Supplied records:
========
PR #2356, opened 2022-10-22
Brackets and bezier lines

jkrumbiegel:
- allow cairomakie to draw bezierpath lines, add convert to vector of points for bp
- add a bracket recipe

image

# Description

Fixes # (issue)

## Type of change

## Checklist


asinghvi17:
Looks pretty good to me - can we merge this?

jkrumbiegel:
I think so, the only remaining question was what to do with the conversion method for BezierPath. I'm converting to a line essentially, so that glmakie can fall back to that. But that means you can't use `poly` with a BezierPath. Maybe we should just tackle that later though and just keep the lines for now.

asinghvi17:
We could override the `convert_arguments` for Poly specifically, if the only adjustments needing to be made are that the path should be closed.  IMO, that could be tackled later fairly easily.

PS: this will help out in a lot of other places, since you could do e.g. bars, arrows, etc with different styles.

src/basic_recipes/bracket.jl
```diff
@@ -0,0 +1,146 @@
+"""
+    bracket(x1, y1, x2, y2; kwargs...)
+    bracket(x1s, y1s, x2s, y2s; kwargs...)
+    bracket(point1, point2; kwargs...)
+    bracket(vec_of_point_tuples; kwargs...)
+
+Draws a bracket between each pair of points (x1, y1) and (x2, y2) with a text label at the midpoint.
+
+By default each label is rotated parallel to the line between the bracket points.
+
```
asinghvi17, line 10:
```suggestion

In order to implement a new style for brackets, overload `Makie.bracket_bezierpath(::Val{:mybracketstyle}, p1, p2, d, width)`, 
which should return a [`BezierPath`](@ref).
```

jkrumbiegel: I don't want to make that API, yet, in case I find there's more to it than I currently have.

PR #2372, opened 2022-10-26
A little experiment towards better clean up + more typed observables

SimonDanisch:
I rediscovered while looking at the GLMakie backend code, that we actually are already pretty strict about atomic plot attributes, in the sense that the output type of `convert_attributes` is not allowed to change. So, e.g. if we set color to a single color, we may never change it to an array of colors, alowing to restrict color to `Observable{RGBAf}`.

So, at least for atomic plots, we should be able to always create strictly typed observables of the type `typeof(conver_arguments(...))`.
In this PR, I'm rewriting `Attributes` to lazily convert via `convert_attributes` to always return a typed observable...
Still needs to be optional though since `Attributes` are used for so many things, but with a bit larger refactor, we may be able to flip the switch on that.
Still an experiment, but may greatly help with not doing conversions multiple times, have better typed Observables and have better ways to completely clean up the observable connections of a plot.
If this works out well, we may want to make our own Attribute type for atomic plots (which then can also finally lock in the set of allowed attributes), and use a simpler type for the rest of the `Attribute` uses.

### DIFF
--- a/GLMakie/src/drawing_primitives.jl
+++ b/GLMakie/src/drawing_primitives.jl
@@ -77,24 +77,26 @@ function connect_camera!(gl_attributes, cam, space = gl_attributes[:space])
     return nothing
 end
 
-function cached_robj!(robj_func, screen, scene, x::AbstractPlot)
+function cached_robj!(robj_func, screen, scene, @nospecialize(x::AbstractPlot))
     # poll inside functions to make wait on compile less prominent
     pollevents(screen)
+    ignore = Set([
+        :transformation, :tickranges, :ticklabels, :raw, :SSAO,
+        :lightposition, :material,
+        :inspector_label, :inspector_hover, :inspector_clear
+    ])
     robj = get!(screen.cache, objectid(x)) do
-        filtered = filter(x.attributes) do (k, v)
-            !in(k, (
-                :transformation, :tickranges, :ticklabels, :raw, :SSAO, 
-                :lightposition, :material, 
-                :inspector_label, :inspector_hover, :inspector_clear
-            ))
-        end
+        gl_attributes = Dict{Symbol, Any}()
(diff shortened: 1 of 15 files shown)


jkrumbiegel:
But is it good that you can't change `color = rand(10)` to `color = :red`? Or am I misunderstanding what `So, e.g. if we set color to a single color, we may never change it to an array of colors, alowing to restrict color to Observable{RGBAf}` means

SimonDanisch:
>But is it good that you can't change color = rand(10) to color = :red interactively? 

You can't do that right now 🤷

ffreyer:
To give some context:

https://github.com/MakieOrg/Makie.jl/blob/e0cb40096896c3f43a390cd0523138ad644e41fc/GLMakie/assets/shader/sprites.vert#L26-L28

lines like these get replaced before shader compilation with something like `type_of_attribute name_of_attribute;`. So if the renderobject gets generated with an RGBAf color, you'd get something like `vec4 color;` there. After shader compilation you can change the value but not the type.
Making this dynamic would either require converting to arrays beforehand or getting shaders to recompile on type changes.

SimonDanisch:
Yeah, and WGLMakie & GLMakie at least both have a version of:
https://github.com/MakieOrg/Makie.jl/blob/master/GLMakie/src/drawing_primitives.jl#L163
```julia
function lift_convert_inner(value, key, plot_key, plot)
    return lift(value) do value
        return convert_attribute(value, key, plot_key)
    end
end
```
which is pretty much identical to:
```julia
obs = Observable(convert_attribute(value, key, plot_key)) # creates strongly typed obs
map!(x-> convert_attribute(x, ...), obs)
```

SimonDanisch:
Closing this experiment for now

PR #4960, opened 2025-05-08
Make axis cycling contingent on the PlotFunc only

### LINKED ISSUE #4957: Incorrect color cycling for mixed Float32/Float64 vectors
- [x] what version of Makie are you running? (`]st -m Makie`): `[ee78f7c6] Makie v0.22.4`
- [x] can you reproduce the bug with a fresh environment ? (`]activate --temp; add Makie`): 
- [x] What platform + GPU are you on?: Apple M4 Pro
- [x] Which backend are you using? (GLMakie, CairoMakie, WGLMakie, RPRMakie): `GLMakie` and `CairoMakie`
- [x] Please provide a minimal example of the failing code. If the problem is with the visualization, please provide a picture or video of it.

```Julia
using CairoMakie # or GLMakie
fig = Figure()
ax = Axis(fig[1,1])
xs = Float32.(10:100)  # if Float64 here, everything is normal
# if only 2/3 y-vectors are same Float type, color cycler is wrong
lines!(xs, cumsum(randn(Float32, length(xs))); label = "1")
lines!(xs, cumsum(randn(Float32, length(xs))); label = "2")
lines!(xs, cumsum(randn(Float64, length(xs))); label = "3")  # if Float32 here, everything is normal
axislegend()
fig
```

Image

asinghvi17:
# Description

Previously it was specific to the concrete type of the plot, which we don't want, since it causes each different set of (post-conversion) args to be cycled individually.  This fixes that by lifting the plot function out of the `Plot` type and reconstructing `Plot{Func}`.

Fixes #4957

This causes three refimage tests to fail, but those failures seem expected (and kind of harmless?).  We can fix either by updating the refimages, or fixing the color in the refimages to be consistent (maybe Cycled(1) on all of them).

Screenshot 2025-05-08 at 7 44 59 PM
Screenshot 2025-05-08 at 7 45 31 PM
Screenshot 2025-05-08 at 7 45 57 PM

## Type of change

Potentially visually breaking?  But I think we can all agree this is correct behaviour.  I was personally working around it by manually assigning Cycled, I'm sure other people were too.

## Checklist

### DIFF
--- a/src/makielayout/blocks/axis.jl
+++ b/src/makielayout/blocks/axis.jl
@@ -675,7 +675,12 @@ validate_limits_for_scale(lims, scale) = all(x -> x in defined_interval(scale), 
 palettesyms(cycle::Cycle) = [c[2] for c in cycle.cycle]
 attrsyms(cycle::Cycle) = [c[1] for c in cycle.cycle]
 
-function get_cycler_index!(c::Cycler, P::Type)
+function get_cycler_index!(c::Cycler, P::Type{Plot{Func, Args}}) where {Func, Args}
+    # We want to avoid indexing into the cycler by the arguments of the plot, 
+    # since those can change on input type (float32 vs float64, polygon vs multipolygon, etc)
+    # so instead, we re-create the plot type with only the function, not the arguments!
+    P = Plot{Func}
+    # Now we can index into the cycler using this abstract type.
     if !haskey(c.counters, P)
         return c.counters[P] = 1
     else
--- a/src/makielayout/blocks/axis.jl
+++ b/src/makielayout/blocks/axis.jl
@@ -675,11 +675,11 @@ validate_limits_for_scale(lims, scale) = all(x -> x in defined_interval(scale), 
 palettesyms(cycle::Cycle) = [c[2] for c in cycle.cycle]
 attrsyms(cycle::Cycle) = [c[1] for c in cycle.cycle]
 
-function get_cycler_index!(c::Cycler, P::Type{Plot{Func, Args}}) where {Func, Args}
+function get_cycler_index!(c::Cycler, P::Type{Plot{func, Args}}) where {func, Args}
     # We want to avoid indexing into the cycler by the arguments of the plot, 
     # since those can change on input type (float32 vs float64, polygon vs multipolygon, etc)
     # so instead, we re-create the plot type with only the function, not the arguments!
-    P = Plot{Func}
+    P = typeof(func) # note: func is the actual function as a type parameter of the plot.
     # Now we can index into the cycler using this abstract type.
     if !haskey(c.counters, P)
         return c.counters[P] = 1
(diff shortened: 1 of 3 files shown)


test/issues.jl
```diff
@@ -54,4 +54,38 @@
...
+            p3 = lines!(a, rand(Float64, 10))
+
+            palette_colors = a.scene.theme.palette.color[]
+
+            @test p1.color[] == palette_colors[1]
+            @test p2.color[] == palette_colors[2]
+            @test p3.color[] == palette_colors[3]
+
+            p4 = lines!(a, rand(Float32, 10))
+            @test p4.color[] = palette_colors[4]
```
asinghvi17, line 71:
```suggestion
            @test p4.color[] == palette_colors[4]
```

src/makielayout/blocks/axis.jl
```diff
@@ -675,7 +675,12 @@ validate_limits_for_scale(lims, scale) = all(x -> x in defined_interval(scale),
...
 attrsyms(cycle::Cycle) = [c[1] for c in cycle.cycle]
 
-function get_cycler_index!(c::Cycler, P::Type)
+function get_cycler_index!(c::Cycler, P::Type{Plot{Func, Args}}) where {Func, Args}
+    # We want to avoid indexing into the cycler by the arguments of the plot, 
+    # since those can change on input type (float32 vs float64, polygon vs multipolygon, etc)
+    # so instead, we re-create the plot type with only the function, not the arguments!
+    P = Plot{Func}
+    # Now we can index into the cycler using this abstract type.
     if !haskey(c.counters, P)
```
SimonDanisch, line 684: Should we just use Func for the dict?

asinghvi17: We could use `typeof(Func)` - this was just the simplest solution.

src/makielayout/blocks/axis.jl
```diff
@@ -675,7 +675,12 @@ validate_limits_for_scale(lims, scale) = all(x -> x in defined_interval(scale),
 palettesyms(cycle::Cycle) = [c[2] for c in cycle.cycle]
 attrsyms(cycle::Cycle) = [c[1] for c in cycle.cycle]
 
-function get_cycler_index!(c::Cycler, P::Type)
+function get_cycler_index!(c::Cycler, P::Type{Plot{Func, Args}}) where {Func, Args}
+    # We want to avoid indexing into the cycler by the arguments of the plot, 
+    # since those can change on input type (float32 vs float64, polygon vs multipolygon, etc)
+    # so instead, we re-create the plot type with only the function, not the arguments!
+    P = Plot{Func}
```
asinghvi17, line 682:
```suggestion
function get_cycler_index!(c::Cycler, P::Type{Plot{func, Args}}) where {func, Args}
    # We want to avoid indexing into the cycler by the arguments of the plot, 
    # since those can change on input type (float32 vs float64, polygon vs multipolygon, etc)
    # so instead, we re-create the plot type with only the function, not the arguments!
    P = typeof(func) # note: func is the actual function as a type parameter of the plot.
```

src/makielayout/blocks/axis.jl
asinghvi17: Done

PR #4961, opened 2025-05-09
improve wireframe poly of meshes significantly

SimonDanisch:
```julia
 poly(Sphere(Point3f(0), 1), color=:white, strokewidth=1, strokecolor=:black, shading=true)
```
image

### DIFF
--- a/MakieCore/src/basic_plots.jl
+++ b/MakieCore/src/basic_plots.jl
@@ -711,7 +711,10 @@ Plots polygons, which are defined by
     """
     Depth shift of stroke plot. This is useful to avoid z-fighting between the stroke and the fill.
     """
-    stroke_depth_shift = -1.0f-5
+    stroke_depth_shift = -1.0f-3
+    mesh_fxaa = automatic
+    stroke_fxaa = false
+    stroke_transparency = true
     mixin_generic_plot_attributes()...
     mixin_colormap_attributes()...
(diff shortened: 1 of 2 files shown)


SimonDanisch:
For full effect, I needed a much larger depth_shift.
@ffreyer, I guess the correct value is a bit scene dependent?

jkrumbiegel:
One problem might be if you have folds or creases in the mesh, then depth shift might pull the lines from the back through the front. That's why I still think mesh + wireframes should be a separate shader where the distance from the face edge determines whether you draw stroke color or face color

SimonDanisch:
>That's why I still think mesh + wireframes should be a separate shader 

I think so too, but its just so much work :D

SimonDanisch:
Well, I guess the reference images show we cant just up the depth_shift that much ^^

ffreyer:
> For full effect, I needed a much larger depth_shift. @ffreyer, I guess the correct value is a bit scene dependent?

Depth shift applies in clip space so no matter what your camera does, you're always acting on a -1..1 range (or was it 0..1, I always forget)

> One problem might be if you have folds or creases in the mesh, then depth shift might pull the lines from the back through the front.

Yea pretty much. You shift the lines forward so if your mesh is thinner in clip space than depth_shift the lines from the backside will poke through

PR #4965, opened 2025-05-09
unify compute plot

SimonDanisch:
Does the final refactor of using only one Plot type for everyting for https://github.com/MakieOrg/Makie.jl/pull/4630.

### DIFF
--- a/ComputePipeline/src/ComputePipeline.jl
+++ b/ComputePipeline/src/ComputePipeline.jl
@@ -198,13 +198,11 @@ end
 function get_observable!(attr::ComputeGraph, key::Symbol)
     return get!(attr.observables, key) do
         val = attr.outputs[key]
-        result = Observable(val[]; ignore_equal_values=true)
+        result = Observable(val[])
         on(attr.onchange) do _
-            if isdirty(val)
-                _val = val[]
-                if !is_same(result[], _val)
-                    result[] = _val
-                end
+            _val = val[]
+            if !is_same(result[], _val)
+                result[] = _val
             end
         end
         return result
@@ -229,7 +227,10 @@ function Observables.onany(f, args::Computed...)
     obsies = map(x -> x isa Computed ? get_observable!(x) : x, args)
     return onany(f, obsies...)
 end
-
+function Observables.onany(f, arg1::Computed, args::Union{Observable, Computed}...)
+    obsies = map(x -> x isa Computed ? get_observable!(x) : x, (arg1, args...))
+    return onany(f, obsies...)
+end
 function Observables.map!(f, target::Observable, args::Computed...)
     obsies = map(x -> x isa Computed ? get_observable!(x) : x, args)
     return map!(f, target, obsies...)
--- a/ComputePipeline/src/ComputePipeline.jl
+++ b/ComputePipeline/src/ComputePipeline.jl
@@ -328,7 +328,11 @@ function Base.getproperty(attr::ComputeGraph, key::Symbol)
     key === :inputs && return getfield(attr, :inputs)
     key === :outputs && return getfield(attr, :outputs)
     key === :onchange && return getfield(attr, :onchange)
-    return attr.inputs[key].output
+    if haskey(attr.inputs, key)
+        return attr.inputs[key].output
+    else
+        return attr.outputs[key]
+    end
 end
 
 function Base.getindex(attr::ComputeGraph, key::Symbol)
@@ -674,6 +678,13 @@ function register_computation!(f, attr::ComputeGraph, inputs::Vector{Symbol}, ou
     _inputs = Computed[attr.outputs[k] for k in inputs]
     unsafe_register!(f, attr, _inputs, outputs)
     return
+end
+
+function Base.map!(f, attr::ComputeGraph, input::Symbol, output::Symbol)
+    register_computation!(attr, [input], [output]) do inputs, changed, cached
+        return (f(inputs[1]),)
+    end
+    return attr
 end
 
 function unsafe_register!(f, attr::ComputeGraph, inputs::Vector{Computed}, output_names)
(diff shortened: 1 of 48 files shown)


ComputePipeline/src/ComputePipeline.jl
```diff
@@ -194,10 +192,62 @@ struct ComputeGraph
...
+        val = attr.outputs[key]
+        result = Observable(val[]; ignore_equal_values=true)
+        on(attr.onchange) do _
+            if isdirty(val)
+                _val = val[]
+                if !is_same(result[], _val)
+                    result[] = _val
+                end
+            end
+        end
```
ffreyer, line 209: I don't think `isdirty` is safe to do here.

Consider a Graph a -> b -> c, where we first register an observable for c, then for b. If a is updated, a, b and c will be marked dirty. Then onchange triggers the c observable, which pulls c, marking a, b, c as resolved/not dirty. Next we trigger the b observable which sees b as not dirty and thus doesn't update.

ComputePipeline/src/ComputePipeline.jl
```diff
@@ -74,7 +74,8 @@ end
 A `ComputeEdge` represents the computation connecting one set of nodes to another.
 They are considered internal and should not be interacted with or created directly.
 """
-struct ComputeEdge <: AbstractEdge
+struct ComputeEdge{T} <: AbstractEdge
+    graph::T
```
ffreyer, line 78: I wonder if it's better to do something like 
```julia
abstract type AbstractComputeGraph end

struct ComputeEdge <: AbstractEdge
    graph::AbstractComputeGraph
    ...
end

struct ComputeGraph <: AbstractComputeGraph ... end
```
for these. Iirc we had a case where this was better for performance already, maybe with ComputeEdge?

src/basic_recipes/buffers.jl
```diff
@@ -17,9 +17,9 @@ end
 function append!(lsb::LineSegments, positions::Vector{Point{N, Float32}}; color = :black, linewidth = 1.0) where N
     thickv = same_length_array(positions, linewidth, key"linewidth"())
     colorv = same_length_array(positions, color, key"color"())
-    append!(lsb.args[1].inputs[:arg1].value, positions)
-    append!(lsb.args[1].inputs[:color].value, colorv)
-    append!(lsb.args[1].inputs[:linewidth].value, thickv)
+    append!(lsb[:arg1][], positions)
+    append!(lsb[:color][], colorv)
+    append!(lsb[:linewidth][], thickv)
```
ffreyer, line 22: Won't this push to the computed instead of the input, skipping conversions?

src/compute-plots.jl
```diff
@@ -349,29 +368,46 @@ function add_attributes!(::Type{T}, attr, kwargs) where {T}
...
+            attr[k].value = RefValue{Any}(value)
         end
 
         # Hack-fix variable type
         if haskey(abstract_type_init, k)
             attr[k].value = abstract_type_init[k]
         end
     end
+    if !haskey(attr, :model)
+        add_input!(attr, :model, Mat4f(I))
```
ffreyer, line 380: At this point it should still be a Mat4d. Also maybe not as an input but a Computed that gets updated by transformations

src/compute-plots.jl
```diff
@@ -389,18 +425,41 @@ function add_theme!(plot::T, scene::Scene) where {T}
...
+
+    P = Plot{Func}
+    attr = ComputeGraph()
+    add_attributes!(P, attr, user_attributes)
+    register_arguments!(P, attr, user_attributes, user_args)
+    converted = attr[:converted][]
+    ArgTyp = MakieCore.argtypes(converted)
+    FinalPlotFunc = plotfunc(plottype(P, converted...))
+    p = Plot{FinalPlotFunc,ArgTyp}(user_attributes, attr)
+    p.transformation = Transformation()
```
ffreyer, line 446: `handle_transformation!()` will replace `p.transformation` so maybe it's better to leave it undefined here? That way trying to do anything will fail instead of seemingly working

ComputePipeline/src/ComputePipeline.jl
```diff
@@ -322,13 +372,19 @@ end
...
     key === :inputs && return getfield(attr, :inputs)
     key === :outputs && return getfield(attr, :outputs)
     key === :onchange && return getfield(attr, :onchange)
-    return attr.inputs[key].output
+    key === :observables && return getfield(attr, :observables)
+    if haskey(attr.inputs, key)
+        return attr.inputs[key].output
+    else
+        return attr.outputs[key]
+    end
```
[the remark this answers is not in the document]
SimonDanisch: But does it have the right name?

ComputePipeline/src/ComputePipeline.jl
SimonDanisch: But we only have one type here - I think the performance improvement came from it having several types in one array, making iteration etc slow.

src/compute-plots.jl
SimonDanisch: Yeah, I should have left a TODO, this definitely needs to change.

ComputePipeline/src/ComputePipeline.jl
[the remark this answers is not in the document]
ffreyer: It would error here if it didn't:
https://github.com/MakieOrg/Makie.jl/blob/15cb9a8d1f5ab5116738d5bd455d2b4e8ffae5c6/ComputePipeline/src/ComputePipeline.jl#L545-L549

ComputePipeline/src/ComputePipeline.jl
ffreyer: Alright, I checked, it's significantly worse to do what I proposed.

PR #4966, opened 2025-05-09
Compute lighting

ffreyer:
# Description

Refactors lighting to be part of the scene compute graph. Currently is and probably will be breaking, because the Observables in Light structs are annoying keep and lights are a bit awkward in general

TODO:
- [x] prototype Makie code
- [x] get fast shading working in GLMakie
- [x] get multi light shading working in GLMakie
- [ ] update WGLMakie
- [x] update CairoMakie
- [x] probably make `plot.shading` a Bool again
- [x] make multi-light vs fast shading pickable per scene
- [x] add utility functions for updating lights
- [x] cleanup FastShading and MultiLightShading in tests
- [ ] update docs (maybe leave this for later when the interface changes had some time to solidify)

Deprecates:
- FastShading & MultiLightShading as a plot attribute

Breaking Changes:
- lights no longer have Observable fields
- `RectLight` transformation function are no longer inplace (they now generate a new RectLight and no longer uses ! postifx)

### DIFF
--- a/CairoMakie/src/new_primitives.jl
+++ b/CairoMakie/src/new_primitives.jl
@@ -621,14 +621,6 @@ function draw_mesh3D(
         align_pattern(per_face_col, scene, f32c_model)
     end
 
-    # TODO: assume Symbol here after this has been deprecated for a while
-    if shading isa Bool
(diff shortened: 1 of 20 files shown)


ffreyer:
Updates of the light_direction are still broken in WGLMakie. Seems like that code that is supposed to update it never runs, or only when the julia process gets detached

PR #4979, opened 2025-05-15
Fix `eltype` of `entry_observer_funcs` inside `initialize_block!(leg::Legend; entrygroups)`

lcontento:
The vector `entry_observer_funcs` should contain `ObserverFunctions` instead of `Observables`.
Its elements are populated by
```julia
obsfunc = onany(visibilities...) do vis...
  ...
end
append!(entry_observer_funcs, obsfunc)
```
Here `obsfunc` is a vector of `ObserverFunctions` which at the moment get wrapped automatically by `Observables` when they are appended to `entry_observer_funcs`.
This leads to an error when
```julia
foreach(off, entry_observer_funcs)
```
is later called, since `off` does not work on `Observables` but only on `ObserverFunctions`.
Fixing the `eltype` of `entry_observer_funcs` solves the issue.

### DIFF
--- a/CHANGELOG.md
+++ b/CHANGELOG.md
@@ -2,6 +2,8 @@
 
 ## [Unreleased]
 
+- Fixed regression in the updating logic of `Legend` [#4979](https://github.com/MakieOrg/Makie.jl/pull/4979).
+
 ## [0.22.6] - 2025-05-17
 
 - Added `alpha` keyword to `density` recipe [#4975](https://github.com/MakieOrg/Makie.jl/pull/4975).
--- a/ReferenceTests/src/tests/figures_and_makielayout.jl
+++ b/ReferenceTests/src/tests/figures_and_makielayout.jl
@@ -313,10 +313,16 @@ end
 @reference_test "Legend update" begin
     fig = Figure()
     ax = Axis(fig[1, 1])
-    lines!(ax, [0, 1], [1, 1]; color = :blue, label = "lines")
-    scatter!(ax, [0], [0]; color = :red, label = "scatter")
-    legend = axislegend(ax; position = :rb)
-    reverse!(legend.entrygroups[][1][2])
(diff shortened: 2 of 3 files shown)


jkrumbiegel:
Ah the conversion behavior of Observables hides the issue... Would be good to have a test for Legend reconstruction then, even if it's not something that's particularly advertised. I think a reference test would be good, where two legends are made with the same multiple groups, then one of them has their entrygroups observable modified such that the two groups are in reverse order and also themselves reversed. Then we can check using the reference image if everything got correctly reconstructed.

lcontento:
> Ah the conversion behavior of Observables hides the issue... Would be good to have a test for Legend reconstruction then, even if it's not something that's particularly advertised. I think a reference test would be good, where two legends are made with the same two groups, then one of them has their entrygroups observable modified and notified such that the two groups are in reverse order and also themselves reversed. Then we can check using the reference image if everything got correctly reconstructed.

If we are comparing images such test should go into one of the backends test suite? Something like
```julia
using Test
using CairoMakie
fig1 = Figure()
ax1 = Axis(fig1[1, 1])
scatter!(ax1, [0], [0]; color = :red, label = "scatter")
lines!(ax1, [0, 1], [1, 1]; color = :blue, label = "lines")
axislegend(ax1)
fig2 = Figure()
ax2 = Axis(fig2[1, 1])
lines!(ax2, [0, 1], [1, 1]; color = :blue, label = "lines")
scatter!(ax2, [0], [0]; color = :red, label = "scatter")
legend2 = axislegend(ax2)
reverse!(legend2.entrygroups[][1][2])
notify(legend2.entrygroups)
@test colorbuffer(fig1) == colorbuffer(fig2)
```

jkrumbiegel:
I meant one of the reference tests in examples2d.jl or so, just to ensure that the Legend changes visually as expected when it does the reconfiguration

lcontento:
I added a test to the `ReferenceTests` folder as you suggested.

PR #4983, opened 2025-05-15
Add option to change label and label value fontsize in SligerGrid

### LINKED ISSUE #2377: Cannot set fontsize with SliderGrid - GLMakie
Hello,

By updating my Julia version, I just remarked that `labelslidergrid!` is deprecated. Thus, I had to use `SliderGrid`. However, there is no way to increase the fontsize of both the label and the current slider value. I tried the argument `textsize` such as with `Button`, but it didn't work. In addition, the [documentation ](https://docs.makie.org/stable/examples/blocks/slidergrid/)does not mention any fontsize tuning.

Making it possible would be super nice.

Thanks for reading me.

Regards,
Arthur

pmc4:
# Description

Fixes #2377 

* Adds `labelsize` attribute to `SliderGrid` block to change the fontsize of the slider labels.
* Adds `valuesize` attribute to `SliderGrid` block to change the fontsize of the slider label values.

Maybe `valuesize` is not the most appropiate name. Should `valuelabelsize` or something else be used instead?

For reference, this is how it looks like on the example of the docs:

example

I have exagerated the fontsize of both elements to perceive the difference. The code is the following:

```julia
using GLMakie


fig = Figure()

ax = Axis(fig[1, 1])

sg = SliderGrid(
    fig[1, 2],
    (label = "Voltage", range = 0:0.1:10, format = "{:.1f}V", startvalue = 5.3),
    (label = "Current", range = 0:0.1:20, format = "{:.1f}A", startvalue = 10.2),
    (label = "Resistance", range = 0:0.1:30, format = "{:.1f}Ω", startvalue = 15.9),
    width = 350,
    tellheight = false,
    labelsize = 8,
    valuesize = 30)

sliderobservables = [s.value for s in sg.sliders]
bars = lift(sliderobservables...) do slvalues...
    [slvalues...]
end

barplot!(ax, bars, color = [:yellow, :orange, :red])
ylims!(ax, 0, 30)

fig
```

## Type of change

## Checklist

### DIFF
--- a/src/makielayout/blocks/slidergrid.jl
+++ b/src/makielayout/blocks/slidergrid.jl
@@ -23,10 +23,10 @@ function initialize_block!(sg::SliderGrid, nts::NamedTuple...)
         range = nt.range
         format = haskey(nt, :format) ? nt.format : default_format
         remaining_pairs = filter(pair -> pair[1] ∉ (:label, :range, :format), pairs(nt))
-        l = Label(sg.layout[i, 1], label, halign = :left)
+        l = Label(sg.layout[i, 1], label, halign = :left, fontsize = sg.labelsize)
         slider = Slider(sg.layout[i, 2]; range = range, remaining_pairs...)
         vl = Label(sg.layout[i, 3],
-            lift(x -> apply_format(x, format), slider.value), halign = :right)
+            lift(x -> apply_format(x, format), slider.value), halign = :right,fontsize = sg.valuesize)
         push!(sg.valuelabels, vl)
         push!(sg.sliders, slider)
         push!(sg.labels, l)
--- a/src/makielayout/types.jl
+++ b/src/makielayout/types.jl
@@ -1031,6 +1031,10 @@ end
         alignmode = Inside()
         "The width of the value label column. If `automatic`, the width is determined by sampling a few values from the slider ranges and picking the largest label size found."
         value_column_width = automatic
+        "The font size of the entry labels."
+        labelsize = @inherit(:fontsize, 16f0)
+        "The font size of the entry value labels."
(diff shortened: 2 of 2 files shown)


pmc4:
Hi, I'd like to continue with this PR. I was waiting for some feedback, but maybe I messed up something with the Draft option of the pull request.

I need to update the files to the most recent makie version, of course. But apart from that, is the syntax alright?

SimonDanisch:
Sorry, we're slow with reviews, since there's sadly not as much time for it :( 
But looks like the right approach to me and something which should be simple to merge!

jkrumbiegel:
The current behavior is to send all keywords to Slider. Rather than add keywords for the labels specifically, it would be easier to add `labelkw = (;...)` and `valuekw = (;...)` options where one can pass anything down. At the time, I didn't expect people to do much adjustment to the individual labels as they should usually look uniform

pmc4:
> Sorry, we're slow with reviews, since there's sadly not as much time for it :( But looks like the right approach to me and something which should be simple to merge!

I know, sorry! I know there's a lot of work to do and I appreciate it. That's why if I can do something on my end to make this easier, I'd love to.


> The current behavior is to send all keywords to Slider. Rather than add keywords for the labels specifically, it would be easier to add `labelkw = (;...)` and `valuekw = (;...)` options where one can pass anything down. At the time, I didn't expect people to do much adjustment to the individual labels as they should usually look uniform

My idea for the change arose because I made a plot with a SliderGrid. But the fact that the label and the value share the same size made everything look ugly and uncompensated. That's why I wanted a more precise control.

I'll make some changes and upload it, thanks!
========
Assignment: For the word "AbstractPlot", find every line in the data that holds it and copy that line.

Solved exercise:
-function cached_robj!(robj_func, screen, scene, x::AbstractPlot)
+function cached_robj!(robj_func, screen, scene, @nospecialize(x::AbstractPlot))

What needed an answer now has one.